=== Extracted information ===

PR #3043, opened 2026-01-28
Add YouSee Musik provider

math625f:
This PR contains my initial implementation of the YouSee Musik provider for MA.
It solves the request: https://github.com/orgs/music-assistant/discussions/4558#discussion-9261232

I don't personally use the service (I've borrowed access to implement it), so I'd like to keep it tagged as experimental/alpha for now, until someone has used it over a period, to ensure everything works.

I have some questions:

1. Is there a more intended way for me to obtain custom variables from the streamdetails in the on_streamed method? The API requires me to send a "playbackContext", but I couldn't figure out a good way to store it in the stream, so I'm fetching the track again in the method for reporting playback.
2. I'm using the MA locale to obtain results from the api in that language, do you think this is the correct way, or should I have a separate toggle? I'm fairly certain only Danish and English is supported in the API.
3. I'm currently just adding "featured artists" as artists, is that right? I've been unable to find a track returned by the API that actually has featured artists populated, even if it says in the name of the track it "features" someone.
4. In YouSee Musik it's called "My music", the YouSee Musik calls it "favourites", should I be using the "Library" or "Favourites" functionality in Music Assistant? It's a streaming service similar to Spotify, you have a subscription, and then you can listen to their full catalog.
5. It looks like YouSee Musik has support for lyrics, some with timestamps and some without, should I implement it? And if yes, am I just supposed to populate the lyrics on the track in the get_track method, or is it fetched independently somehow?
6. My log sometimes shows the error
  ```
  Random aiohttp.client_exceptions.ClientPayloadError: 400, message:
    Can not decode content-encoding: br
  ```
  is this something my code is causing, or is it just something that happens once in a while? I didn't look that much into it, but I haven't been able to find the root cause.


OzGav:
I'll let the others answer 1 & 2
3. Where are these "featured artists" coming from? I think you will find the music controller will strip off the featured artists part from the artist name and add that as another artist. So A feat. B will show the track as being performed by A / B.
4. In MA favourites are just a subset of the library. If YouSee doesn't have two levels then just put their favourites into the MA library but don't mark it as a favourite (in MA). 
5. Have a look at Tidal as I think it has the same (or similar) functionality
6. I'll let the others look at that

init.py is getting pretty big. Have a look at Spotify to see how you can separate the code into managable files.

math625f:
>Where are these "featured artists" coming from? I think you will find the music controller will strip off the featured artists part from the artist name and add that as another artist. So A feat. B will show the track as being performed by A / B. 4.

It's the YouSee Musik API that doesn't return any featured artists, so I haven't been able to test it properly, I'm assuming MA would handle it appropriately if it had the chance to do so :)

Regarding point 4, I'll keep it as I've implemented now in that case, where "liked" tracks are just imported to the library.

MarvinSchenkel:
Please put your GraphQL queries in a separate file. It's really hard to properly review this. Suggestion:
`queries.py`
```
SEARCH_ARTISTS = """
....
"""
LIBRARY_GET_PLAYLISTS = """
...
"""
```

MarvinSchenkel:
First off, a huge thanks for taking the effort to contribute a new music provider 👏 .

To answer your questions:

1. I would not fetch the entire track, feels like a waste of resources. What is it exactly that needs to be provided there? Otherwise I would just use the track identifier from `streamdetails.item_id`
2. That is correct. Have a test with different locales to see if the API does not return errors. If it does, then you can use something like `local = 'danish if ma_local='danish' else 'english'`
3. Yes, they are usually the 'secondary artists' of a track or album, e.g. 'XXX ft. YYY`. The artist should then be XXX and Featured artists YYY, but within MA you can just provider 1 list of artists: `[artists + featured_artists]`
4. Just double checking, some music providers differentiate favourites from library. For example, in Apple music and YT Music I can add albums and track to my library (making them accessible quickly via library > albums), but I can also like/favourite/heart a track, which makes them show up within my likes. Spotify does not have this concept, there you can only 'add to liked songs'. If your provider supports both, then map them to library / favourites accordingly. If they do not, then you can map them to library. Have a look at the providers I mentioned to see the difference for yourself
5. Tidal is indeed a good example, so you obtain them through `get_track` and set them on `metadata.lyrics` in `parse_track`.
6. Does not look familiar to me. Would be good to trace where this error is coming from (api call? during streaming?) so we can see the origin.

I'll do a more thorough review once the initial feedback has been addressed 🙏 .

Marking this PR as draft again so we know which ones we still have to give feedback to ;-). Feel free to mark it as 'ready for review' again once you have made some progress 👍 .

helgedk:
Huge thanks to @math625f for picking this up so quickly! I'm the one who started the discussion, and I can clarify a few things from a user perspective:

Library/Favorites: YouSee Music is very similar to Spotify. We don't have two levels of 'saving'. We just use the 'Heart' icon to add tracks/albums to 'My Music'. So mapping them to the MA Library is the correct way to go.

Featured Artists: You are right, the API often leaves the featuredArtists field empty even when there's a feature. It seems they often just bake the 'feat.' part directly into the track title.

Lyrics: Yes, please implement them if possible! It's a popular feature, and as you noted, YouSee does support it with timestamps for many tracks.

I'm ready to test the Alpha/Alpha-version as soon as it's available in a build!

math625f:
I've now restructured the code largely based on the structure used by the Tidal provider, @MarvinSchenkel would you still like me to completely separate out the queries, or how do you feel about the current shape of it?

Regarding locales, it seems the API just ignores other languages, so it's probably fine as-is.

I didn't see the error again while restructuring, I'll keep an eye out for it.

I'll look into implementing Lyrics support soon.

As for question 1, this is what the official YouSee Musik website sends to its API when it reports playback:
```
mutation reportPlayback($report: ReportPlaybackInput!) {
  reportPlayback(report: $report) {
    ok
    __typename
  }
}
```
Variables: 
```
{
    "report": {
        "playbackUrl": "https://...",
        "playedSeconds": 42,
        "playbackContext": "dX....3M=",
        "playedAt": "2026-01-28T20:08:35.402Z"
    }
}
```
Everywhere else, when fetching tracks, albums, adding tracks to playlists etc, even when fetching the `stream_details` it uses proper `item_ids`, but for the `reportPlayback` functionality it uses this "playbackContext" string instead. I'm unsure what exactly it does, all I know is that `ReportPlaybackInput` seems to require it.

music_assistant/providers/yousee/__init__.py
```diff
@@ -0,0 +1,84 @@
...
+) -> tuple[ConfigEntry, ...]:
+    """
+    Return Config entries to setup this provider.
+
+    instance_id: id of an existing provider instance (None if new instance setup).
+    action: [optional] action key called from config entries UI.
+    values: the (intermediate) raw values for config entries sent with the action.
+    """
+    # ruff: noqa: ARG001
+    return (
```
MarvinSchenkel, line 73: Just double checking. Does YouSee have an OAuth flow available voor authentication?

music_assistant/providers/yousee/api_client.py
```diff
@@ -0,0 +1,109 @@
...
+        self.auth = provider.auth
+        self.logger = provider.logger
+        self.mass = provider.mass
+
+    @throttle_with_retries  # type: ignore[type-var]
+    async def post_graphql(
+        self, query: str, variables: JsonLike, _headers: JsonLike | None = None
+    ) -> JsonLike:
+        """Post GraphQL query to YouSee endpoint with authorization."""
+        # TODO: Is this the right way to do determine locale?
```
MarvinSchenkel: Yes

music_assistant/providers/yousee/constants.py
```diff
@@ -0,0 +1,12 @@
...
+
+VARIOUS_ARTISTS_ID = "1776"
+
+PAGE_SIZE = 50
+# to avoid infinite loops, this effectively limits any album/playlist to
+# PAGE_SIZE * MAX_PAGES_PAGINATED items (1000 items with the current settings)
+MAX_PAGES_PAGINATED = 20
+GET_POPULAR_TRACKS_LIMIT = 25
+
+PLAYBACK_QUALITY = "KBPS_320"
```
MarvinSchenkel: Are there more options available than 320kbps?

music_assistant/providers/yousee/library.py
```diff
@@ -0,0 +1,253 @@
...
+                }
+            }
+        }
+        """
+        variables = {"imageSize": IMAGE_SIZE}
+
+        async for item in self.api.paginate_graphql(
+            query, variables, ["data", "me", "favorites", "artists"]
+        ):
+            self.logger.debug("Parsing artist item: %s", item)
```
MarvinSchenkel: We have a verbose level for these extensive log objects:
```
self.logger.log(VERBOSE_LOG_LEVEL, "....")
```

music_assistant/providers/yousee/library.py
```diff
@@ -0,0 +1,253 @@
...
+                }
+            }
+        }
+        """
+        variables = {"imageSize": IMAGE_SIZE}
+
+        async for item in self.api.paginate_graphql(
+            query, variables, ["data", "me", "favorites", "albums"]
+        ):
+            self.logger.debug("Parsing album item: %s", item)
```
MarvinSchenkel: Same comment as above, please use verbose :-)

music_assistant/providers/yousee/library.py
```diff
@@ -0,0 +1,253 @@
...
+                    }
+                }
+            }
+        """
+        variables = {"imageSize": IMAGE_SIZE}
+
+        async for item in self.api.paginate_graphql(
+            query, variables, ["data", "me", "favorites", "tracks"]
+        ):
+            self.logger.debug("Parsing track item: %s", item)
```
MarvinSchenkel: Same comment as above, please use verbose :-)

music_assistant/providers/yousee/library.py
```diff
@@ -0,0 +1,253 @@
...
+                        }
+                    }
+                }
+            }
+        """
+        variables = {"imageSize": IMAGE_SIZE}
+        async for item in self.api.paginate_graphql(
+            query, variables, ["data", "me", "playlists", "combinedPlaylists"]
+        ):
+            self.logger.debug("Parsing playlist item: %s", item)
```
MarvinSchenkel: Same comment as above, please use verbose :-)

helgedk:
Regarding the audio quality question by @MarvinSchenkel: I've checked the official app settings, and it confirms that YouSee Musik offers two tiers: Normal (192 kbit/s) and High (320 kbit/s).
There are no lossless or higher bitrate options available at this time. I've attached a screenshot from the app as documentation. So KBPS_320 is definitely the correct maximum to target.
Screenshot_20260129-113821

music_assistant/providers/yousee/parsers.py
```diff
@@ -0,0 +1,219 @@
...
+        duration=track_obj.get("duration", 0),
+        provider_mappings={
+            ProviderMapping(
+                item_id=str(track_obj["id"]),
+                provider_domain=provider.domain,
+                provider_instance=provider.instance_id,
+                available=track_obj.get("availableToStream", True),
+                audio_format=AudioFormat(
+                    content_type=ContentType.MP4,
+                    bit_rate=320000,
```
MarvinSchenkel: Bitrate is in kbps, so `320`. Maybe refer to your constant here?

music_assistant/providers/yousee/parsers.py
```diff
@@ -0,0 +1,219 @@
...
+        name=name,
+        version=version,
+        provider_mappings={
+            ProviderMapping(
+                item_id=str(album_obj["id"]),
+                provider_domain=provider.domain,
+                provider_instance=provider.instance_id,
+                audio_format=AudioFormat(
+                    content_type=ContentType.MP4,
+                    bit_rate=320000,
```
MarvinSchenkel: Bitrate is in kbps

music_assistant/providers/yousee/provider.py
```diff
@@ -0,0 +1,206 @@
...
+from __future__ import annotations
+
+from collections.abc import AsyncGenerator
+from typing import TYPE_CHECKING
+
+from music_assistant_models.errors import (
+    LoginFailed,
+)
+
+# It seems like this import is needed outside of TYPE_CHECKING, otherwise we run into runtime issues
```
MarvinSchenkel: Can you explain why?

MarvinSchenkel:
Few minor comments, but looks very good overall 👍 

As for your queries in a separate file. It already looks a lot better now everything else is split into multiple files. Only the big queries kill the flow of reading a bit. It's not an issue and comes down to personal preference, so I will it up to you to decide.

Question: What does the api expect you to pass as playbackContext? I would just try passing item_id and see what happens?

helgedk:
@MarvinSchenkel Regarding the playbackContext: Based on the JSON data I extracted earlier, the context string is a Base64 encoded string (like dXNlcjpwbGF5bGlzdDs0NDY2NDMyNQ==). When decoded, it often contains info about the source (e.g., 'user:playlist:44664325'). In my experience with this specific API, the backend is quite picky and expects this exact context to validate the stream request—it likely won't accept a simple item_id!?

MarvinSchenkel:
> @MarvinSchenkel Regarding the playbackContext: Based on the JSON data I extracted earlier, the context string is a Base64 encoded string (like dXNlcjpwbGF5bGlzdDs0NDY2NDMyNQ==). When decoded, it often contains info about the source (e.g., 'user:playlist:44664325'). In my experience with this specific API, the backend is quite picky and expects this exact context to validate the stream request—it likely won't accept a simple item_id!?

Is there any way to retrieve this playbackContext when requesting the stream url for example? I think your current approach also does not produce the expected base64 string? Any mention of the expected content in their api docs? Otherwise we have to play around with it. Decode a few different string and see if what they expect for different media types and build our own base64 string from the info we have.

===

When a line in the data contains "version", return it as written.

I'm ready to test the Alpha/Alpha-version as soon as it's available in a build!
+        version=version,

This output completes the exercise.